┏━━

PR #633, opened 2019-06-15
Drill yields all materials when mining tiles/blobs

### LINKED ISSUE #618: Drills should not give 50% of the resources

title, it's unintuitive, and people think drills are used to dig faster + it's annoying when someone uses a drill on gold, which is a limited resoruce

**Proposed Change**

drills should give 100% of the resources, at least when used on ores [gold, stone]

eps0003:
## Status

**READY**

## Description

Increased from 50% to 100%
Fixed raycast issue in preparation for engine-side fix

Resolves #618 

## Steps to Test or Reproduce

Drill tiles/blobs for their materials and compare to the amount given when mining by hand

### DIFF
--- a/Entities/Industry/Drill/Drill.as
+++ b/Entities/Industry/Drill/Drill.as
@@ -290,6 +290,10 @@ void onTick(CBlob@ this)
 								{
 									for (uint i = 0; i < 2; i++)
 									{
+										//tile destroyed last hit
+										if (map.getTile(hi.hitpos).type != tile)
+											break;
+
 										map.server_DestroyTile(hi.hitpos, 1.0f, this);
 										Material::fromTile(holder, tile, 1.0f);
 									}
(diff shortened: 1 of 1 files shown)


ferrezinhre:
Did you test it? No you don't like always! now drilling gold veins gives 24 gold wonderful isnt it?
ffs

ferrezinhre:
Ah what a wounderful update, but did you don't forget about something? Oh right testing! Before this lovely update we could drill trought 6 block length dirt, now is 3, same for blocks. Let's call it unintended feature!

eps0003:
After looking at drill code a bit more, I've realised that drilling blobs only works due to a bug in the `map.getHitInfosFromArc()` function. I've made the fix for this in an engine-side PR but that will end up breaking the code for drilling blobs. I'll modify the code to fix this, but it may require a bit of testing to ensure it doesn't have any unintended side effects.

Issue #630, opened 2019-06-14
Platforms and ladders should give a small amount of wood when mined


benjamingorman:
It's inconsistent/unintuitive that mining platforms or ladders doesn't return any wood. On the other hand mining wooden doors does give wood.

Platforms/ladders should be changed so as to give a small amount of wood when mined - perhaps roughly 50% of the cost of the block similar to doors.

Vam-Jam:
Merged in a few updates ago

PR #635, opened 2019-06-15
Platforms and ladders give a small amount of wood when mined

ferrezinhre:
## Status

(pick one)

It should be free from _unintended features_.

## Description

Platforms and ladders give a small amount of wood when mined. it's for this issue https://github.com/transhumandesign/kag-base/issues/630

## Steps to Test or Reproduce

use pickaxe on platform to recive 2 woods per hit, on ladder it's 3 per hit

### DIFF
--- a/Entities/Structures/Platform/WoodenPlatform.as
+++ b/Entities/Structures/Platform/WoodenPlatform.as
@@ -12,14 +12,23 @@ void onInit(CBlob@ this)
 	CShape@ shape = this.getShape();
 	shape.AddPlatformDirection(Vec2f(0, -1), 89, false);
 	shape.SetRotationsAllowed(false);
-
+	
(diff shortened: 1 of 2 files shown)


Entities/Structures/Platform/WoodenPlatform.as
```diff
@@ -12,14 +12,23 @@ void onInit(CBlob@ this)
...
+	
 	this.server_setTeamNum(-1); //allow anyone to break them
-
 	this.set_TileType("background tile", CMap::tile_wood_back);
-
 	this.set_s16(burn_duration , 300);
 	//transfer fire to underlying tiles
 	this.Tag(spread_fire_tag);
+	
+	if (this.getName() == "wooden_platform")
```
1bardesign: Not 100% on the purpose of the name check here and in the ladder; aren't these single-blob scripts?

Issue #600, opened 2019-05-30
Ballista/Catapult and tunnel interaction


mugg91:
When you ride a ballista or catapult near a tunnel, and there are 2 tunnels only, you can travel through the tunnel with the catapult or ballista.

But when there are more than 2 tunnels, there will be a selection which tunnel to travel to and you cannot make the selection while riding a vehicle. This seems like an inconsistency.

Either make the selection possible while riding vehicles, or make the character unmount before traveling.

mugg91:
You also cannot make the selection while carrying a dinghy (but you can when carrying a crate).

mugg91:
Here is a bug you can do if you are mounted to the charger on the catapult or ballista and use the tunnel.

Because of the "free camera movement" when mounted to that spot of the vehicle, you can move the cursor out of bounds.

https://www.youtube.com/watch?v=hbGxtPw3zRo

eps0003:
The bug above looks related to #164

PR #640, opened 2019-06-18
GenericButton improvements

### LINKED ISSUE #577: Building interaction while inside crate
When inside a crate, the only way out is to jump out and break the crate.

But if you are also near a workshop of another class, you can switch to that class which makes you leave the crate without breaking it.

The other thing you can do is you can sleep in the quarters while staying in the crate. You can cancel your sleep by pressing "up", which makes a headless sprite appear at the quarters, but you will still be in the crate.

eps0003:
## Status

**READY**

## Description

New stuff:
- Buttons only display when you are not attached to or inside the inventory of a blob except the one you're interacting with
- Prevented displaying shop buttons while attached to the shop
  - This currently only prevents you from opening the shop while sleeping in a quarters (which you couldn't even buy from while sleeping)
- Made seat arrows not display while inside a blob's inventory (crates)
- Visible buttons are cleared when you attach to a blob or a blob attaches to you
  - Prevents opening a shop menu while attached to a blob (see issue below)

Issues:
- High ping still allows you to open a shop menu while attached to a blob if you're fast 
  - This is completely useless though since you can't buy from the shop while riding a siege/boat

Resolves #577 
Resolves https://github.com/transhumandesign/kag-base/issues/600#issue-450135103

## Steps to Test or Reproduce

Tested most CTF shops
Tested sieges, boats and crates
Didn't test TDM ruins, TTH related stuff (factory, scrolls), and wiring components (lever, button, coin slot, etc.) but it uses identical code to everything else so it should be fine


furai:
@eps0003 can you resolve this conflicts?

eps0003:
I swear I left a comment right after my commit. @furai can you check this PR out now that I've resolved the merge conflicts.

PR #641, opened 2019-06-18
Ladders can be placed on top of players

### LINKED ISSUE #617: You should be able to place ladders even if another player is standing in the spot you want to place the ladder in

you can't

**Proposed Change**

you should be able to. it's very annoying, especially when trying to climb up enemy tower with your team

@edit: i meant players from your team in title

eps0003:
## Status

**READY**

## Description

Resolves #617 

## Steps to Test or Reproduce

Place ladders on top of other players

### DIFF
--- a/Entities/Common/Building/BlobPlacement.as
+++ b/Entities/Common/Building/BlobPlacement.as
@@ -259,7 +259,7 @@ void onTick(CBlob@ this)
 						{
 							CBlob@ blob = b[nearblob_step];
 
-							if (blob is carryBlob || blob is this) continue;
+							if (blob is carryBlob || blob.hasTag("player")) continue;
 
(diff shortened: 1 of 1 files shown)


Entities/Common/Building/BlobPlacement.as
```diff
@@ -259,7 +259,7 @@ void onTick(CBlob@ this)
 						{
 							CBlob@ blob = b[nearblob_step];
 
-							if (blob is carryBlob || blob is this) continue;
+							if (blob is carryBlob || blob.hasTag("player")) continue;
```
AsuMagic: But then you still cannot build over some things like bushes, chickens or bisons, which should not block ladder building.
IMO it needs a broader check than the `player` tag.
I am not certain what, though.

furai:
@eps0003 could you have another take at this?

PR #657, opened 2019-06-29
Show's map name in scoreboard

Vam-Jam:
This displays the map name on the scoreboard

onInit and onRestart is used because sometimes the map names would show up with the file location + map name (e.g. map/ctf/mapnamehere.png)

### DIFF
--- a/Rules/CommonScripts/ScoreboardRender.as
+++ b/Rules/CommonScripts/ScoreboardRender.as
@@ -697,6 +697,11 @@ void getMapName(CRules@ this)
 	{
 		string[] name = map.getMapName().split('/');	//Official server maps seem to show up as
 		string mapName = name[name.length() - 1];		//``Maps/CTF/MapNameHere.png`` while using this instead of just the .png
+
+		name.clear();
+		name = mapName.split('.'); //Now remove the .png
+		mapName = name[0];	//select the first part since thats all we care about
+
 		this.set_string("map_name",mapName);
 		this.Sync("map_name",true);
 	}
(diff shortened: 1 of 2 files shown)


Vam-Jam:
This is for #657 

I also changed the indent on ScoreboardCommon.as to tabs (4) since it wasnt already.

eps0003:
Being a bit picky here but it would look a bit better if you trimmed `.png` from the map name

Vam-Jam:
Done

Rules/CommonScripts/ScoreboardRender.as
```diff
@@ -677,18 +677,32 @@ void onTick(CRules@ this)
...
+{
+	CMap@ map = getMap();
+	if(map !is null)
+	{
+		string[] name = map.getMapName().split('/');	//Official server maps seem to show up as
+		string mapName = name[name.length() - 1];		//``Maps/CTF/MapNameHere.png`` while using this instead of just the .png
+
+		name.clear();
+		name = mapName.split('.'); //Now remove the .png
+		mapName = name[0];	//select the first part since thats all we care about
```
eps0003: In singleplayer sandbox the map name is `test.kaggen.cfg`. This would only get `test`, unless that is intentional. Use `name.substr(0, name.length() - 4)` instead.

Rules/CommonScripts/ScoreboardRender.as
```diff
@@ -677,18 +677,29 @@ void onTick(CRules@ this)
...
 }
+
+void getMapName(CRules@ this)
+{
+	CMap@ map = getMap();
+	if(map !is null)
+	{
+		string[] name = map.getMapName().split('/');	 //Official server maps seem to show up as
+		string mapName = name[name.length() - 1];		 //``Maps/CTF/MapNameHere.png`` while using this instead of just the .png
+		mapName = mapName.substr(0,mapName.length() - 4);//
```
furai:
```suggestion
		mapName = mapName.substr(0,mapName.length() - 4);
```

┗━━

Send back an exact copy of only the lines from the line with "Platforms and ladders give a small amount of wood when mined." up to and including the line with "But if you are" in the data above.

Platforms and ladders give a small amount of wood when mined. it's for this issue https://github.com/transhumandesign/kag-base/issues/630

## Steps to Test or Reproduce

use pickaxe on platform to recive 2 woods per hit, on ladder it's 3 per hit

### DIFF
--- a/Entities/Structures/Platform/WoodenPlatform.as
+++ b/Entities/Structures/Platform/WoodenPlatform.as
@@ -12,14 +12,23 @@ void onInit(CBlob@ this)
 	CShape@ shape = this.getShape();
 	shape.AddPlatformDirection(Vec2f(0, -1), 89, false);
 	shape.SetRotationsAllowed(false);
-
+	
(diff shortened: 1 of 2 files shown)


Entities/Structures/Platform/WoodenPlatform.as
```diff
@@ -12,14 +12,23 @@ void onInit(CBlob@ this)
...
+	
 	this.server_setTeamNum(-1); //allow anyone to break them
-
 	this.set_TileType("background tile", CMap::tile_wood_back);
-
 	this.set_s16(burn_duration , 300);
 	//transfer fire to underlying tiles
 	this.Tag(spread_fire_tag);
+	
+	if (this.getName() == "wooden_platform")
```
1bardesign: Not 100% on the purpose of the name check here and in the ladder; aren't these single-blob scripts?

Issue #600, opened 2019-05-30
Ballista/Catapult and tunnel interaction


mugg91:
When you ride a ballista or catapult near a tunnel, and there are 2 tunnels only, you can travel through the tunnel with the catapult or ballista.

But when there are more than 2 tunnels, there will be a selection which tunnel to travel to and you cannot make the selection while riding a vehicle. This seems like an inconsistency.

Either make the selection possible while riding vehicles, or make the character unmount before traveling.

mugg91:
You also cannot make the selection while carrying a dinghy (but you can when carrying a crate).

mugg91:
Here is a bug you can do if you are mounted to the charger on the catapult or ballista and use the tunnel.

Because of the "free camera movement" when mounted to that spot of the vehicle, you can move the cursor out of bounds.

https://www.youtube.com/watch?v=hbGxtPw3zRo

eps0003:
The bug above looks related to #164

PR #640, opened 2019-06-18
GenericButton improvements

### LINKED ISSUE #577: Building interaction while inside crate
When inside a crate, the only way out is to jump out and break the crate.

But if you are also near a workshop of another class, you can switch to that class which makes you leave the crate without breaking it.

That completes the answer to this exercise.